# 1973 Schwinn Super Sport



## Ranger Dan (Dec 8, 2013)

There's an ad on my local CL for a really sweet Super Sport:
http://worcester.craigslist.org/bik/4163457206.html​
I had a nice email exchange with the seller, and he sent a few pix.  (I'd be all over this thing, but I'm looking for a cheap, beat-up (but _straight_) instance of this model that I can modify a bit.  Anybody got one of those?)

Looks pret-ty nice for forty, I'd say:


----------



## vincev (Dec 8, 2013)

$350 is very reasonable if the saddle is the Brooks one that came with the bike.


----------



## Ranger Dan (Dec 8, 2013)

vincev said:


> $350 is very reasonable if the saddle is the Brooks one that came with the bike.

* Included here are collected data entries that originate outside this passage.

PR #201, opened 2018-04-24
Quantization family only if needed

will-moore:
This attempts to deal with the issue of long query strings for ```render_image``` if we add quantization settings to every channel, as described at https://github.com/ome/omero-iviewer/pull/144#issuecomment-378880392

Initial (simple) commit simply omitted the ```quantization``` from the ```maps``` if the family was "linear".
E.g. for a single channel image with "linear" family:
```
?maps=[{"inverted":{"enabled":false}]
```
However, in the case that this image has *saved* settings with a non-linear quantization, this would render the saved settings (instead of "linear"). 

So, we need to know when the current settings are different from the saved settings, so we can add the 'linear' family when the saved quantization is not linear.
```
maps=[{"inverted":{"enabled":false},"quantization":{"family":"linear"}}
```
We can simply make a copy of the ```channels_info_``` when the ```ol3 Image``` is created, BUT we also need to know when the user hits Save.
This required a new Event, triggered when the user hits Save, to update the ```saved_channel_info``` in the ol3 Image.

NB: we omit the "coefficient" when family is "linear" to avoid bug in webgateway that may not be fixed by the time that iviewer is released https://github.com/openmicroscopy/openmicroscopy/pull/5740 . However, this doesn't fix the coefficient range limited to 0-1 which is also fixed by that PR. NB: I'll close that PR while this one is tested, so we can check the behaviour of iviewer with current OMERO.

That's what I thought.  The B-15 has not been confirmed with the seller, but the pictures certainly bear out the presumption.  

I was lucky enough to get a piece almost this fine recently for $145.  The saddle alone was worth the price.  I've built it up since as a fix for my niece:


----------



## stoney (Dec 8, 2013)

That's a beautiful bike. Love that Opaque blue color. Thinking about it myself.


----------



## stoney (Dec 8, 2013)

To me that looks like a Brooks saddle.


----------



## Metacortex (Dec 8, 2013)

That's a late '73 model with a 24" frame in Opaque Blue. It is missing the original GT-210 rear derailleur and the toe clips/straps but everything else seems to be original.


----------